Ukraine Engages in Massive Escalation Against Russia on Eve of Talks; Smuggled in Drone Hit Airbases; Claims of 40 Bombers Destroyed

by Yves Smith
June 2, 2025
0

Because the press is wont to say, the large-scale Ukraine drone assaults on 4 Russian airbases are a creating story....

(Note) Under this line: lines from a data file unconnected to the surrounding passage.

PR #66, opened 2019-06-27
Add click as a requirement in requirements-dev.txt

psavery:
We use click in several scripts. Add it as a requirement.


cryos:
We use it in test scripts, but do we need it for the Python module itself? It would be good to keep the core module requirements really minimal, it is intended first and foremost as a Python module.

psavery:
Okay, yeah I think we can leave it out then. It's mostly just for test scripts. Maybe we can add the extra dev requirements in a `requirements-dev.txt` file?

cryos:
That could be the way to go, I think it is important to keep the main package as lean as reasonable.

psavery:
Done.

PR #67, opened 2019-06-28
Added contrast equalization (new) and piece-wise histogram generation support

zhuokaizhao:
Since most adaptive contrast equalization algorithms require piece-wise histograms of a single image, this feature has been added to the current histogram function.

I've also made some minor changes in Python example where variables are not in `camel_case` format.

Sample results with 5 histograms per STEM image look like:
histogram_0_40_288
histogram_1_40_288
histogram_2_40_288
histogram_3_40_288
histogram_4_40_288

Please feel free to let me know if there were any issues, thank you for reviewing.

Zhuokai


examples/stem_histogram.py
```diff
@@ -26,57 +26,69 @@ def save_img(stem_image_data, name):
...
-        plt.xticks(x[::20], bins[::20])
-        plt.title('Histogram of STEM image with inner radius = '
-                    + str(inner_radii[i]) + ', outer radius = ' + str(outer_radii[i]))
-        plt.xlabel('Value')
-        plt.ylabel('Frequency')
+        x = np.arange(num_bins+1)
+        for j in range(num_hist):
+            # init figure
+            fig = plt.figure(j, figsize=(16, 8))
+            myHist = fig.add_subplot(111)
```
psavery: You might want to my `myHist` here `camel_case` as well.

stempy/image.cpp
```diff
@@ -295,36 +295,59 @@ std::vector<double> getContainer(const STEMImage& inImage, const int numBins)
...
 
-// function that computes histogram for all the STEM images
+// function that computes numHist histograms for input STEM image
 // each histogram is a vector<int>
-std::vector<int> createSTEMHistogram(const STEMImage& inImage,
-                                     const int numBins,
-                                     const std::vector<double> bins)
+std::vector<std::vector<int>> createSTEMHistogram(
+  const STEMImage& inImage, const int numHist, const int numBins,
+  const std::vector<double> bins)
```
psavery: We probably should have done this in the original PR, but I think this should be `const std::vector<double>&` instead of `const std::vector<double>` to prevent an extra copy being made.

examples/stem_histogram.py
zhuokaizhao: Oh good catch, thanks!

stempy/image.cpp
zhuokaizhao: Sure, I have made the change, thanks!

psavery:
Feel free to make these changes to the jupyter notebook as well.

zhuokaizhao:
> Feel free to make these changes to the jupyter notebook as well.

Thank, I've made corresponding changes to the jupyter notebook. I probably did it in a wrong way though. I copied and pasted the current notebook to a newly-created file in my branch, which caused the conflict?

psavery:
Yeah, I think you can do one of two things here:

1. Revert that commit, merge master into this branch, then make the same changes again in a new commit, then force push (be careful force pushing, as changes can be erased).
2. Merge master into your branch right now, fix the conflicts, and then push.

psavery:
Make sure your master branch is updated before merging by first switching to the master branch (`git checkout master`), then pull (`git pull origin master` - assuming origin is `https://github.com/openchemistry/stempy`), then go back (`git checkout histogram`).

stempy/image.cpp
```diff
@@ -295,36 +295,59 @@ std::vector<double> getContainer(const STEMImage& inImage, const int numBins)
...
-    auto value = curData[i];
-    // check which bin it belongs to
-    for (int j = 0; j < numBins; j++) {
-      if (value >= bins[j] && value < bins[j + 1]) {
-        ++frequencies[j];
+    totalData[i] = curData[i];
+  }
+
+  // length of individual data
+  int subLength = numData / numHist;
```
psavery: I was taking a quick look at what happens here if `(width * height) % numHist != 0`. I printed out some debug output (11 histograms for this example):
```
width * height is: 25600
numData is: 25603
numHist is: 11
subLength is: 2327
```

Correct me if I'm wrong, but it looks like this will not cover all of the data? `subLength * numHist` is `25597`, which is 3 less than `width * height`. So it looks to me that in the loops below, the last three values of the image will not be placed in a bin?

stempy/image.cpp
```diff
@@ -295,36 +295,59 @@ std::vector<double> getContainer(const STEMImage& inImage, const int numBins)
...
+    // histogram of current piece
+    std::vector<int> curFrequencies(numBins, 0);
+
+    // get the histrogram of current area
+    for (int j = 0; j < subLength; j++) {
+      auto value = totalData[i * subLength + j];
+      // check which bin it belongs to
+      for (int k = 0; k < numBins; k++) {
+        if (value >= bins[k] && value < bins[k + 1]) {
+          ++curFrequencies[k];
```
psavery: One additional way we can also speed this up, I think, is to `break` out of the loop once we find the bin the value belongs in. It should only belong in one bin, correct?

This could also be done in the `if` block below.

zhuokaizhao: Yes it should only belong to one bin, I have added the `break` inside the `for` loop. Thanks.

stempy/image.cpp
zhuokaizhao: Yeah it is indeed a bug. The line of code that updates `numData` should actually be
`numData += (numHist - numData % numHist);`
instead of
`numData += numData % numHist;`

Thank you very much for testing it out!

zhuokaizhao:
Hi everyone, I have completed the standard contrast equalization that utilizes histograms for STEM images. Before equalization, an example STEM image with `inner_radius = 40` and `outer_radius = 288` may look like:
img_40_288
with the associated histogram
histogram_40_288
After contrast equalization, the image looks like
equalized_img_40_288
with the associated histogram
histogram_equalized_40_288
It makes sense to me that it is working, but feel free to let me know if anything looks wrong to you. Thank you for reviewing!

stempy/image.cpp
psavery: That is good! But we do also want to make sure that all of the data points get placed in bins, right? If `subLength * numHist` is 25597, doesn't that mean that the last 3 values (`width * height == 25600`) do not get placed in any bins? Perhaps you should add something to make sure that all of the leftover values (which will be equal to `(width * height) % numHist`) get placed in bins as well.

zhuokaizhao: The way I solved the issue you mentioned was by appending zeros to the "left-over values". Continue with your `numHist=11` example, the last 3 values will be appended with 8 zeros and all together be used to generate the histogram. Adding zeros does not affect anything because for our data, the min value is always positive (actually super large, which can be double-checked from the lower bound of the generated histogram), so having some additional zeros would not change the correctness of the histogram.

psavery: Oh yes, I see that now. Sounds good!

cryos:
It would be good to see the paper you are using. maybe it is the data set but this doesn't help highlight the nanoparticles as I would have expected. Looking at some other examples I would expect to see the noise reduced, and the features enhanced. Are there tunable parameters that might help here? It predominantly seems to increase the brightness.

cryos:
At the topic level branch, I would like you to avoid merging branches in, we can do that right before merge if necessary. We generally prefer rebasing, but that isn't usually needed. You should run git-clang-format before committing changes, or worst case as a final commit. It adds more noise to history, and removes value from git blame.

cryos:
[This article](https://www.hindawi.com/journals/mpe/2016/1529782/) shows some of the approaches I have seen before, and illustrative examples of enhancements possible.

PR #68, opened 2019-07-04
Release the GIL when calling C++ functions

cjh1:
This give other Python threads a look in!


cjh1:
@alesgenova I think this is the solution to the problem we where running to yesterday.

RBI imposes ₹54.78 crore in penalties on 353 banks, other regulated entities during FY25

RBI imposes ₹54.78 crore in penalties on 353 banks, other regulated entities during FY25

by Euro Times
June 1, 2025
0

The Reserve Financial institution of India (RBI) imposed penalties totalling ₹54.78 crore on 353 regulated entities (REs) in the course...

Next Post
BREAKING: Kevin McCarthy Demands DHS Secretary Mayorkas Resign

BREAKING: Kevin McCarthy Demands DHS Secretary Mayorkas Resign

Bitcoin miners continue to sell as realized loss from FTX exceeds LUNA collapse

Bitcoin miners continue to sell as realized loss from FTX exceeds LUNA collapse

Leave a Reply Cancel reply

Your email address will not be published. Required fields are marked *

21Shares courts retail with 3-for-1 Bitcoin ETF stock split

21Shares courts retail with 3-for-1 Bitcoin ETF stock split

June 3, 2025
5.8-magnitude earthquake shakes Turkish coast

5.8-magnitude earthquake shakes Turkish coast

June 3, 2025
Top CNN Reporter OUT After Outlet Pays Navy Vet Millions of Dollars in Defamation Settlement | The Gateway Pundit

Top CNN Reporter OUT After Outlet Pays Navy Vet Millions of Dollars in Defamation Settlement | The Gateway Pundit

June 2, 2025
Justin Sun takes center stage at Bitcoin Vegas 2025 with TRON DAO as top sponsor of Code + Country and co-host of Kraken’s Oceanic Night

Justin Sun takes center stage at Bitcoin Vegas 2025 with TRON DAO as top sponsor of Code + Country and co-host of Kraken’s Oceanic Night

June 3, 2025
Coherent Sees Growth In The Data Center Market; Exits Non-Core Businesses (NYSE:COHR)

Coherent Sees Growth In The Data Center Market; Exits Non-Core Businesses (NYSE:COHR)

June 2, 2025
Suspect charged with hate crime in attack at pro-Israeli rally in Colorado

Suspect charged with hate crime in attack at pro-Israeli rally in Colorado

June 3, 2025
Euro Times

Get the latest news and follow the coverage of Business & Financial News, Stock Market Updates, Analysis, and more from the trusted sources.

CATEGORIES

  • Business
  • Cryptocurrency
  • Finance
  • Health
  • Investing
  • Markets
  • Politics
  • Stock Market
  • Technology
  • Uncategorized
  • World

LATEST UPDATES

21Shares courts retail with 3-for-1 Bitcoin ETF stock split

5.8-magnitude earthquake shakes Turkish coast

  • Disclaimer
  • Privacy Policy
  • DMCA
  • Cookie Privacy Policy
  • Terms and Conditions
  • Contact us

Copyright © 2022 - Euro Times.
Euro Times is not responsible for the content of external sites.

No Result
View All Result
  • Home
  • Finance
  • Business
  • World
  • Politics
  • Markets
  • Stock Market
  • Cryptocurrency
  • Investing
  • Health
  • Technology

Copyright © 2022 - Euro Times.
Euro Times is not responsible for the content of external sites.

Welcome Back!

Login to your account below

Forgotten Password?

Retrieve your password

Please enter your username or email address to reset your password.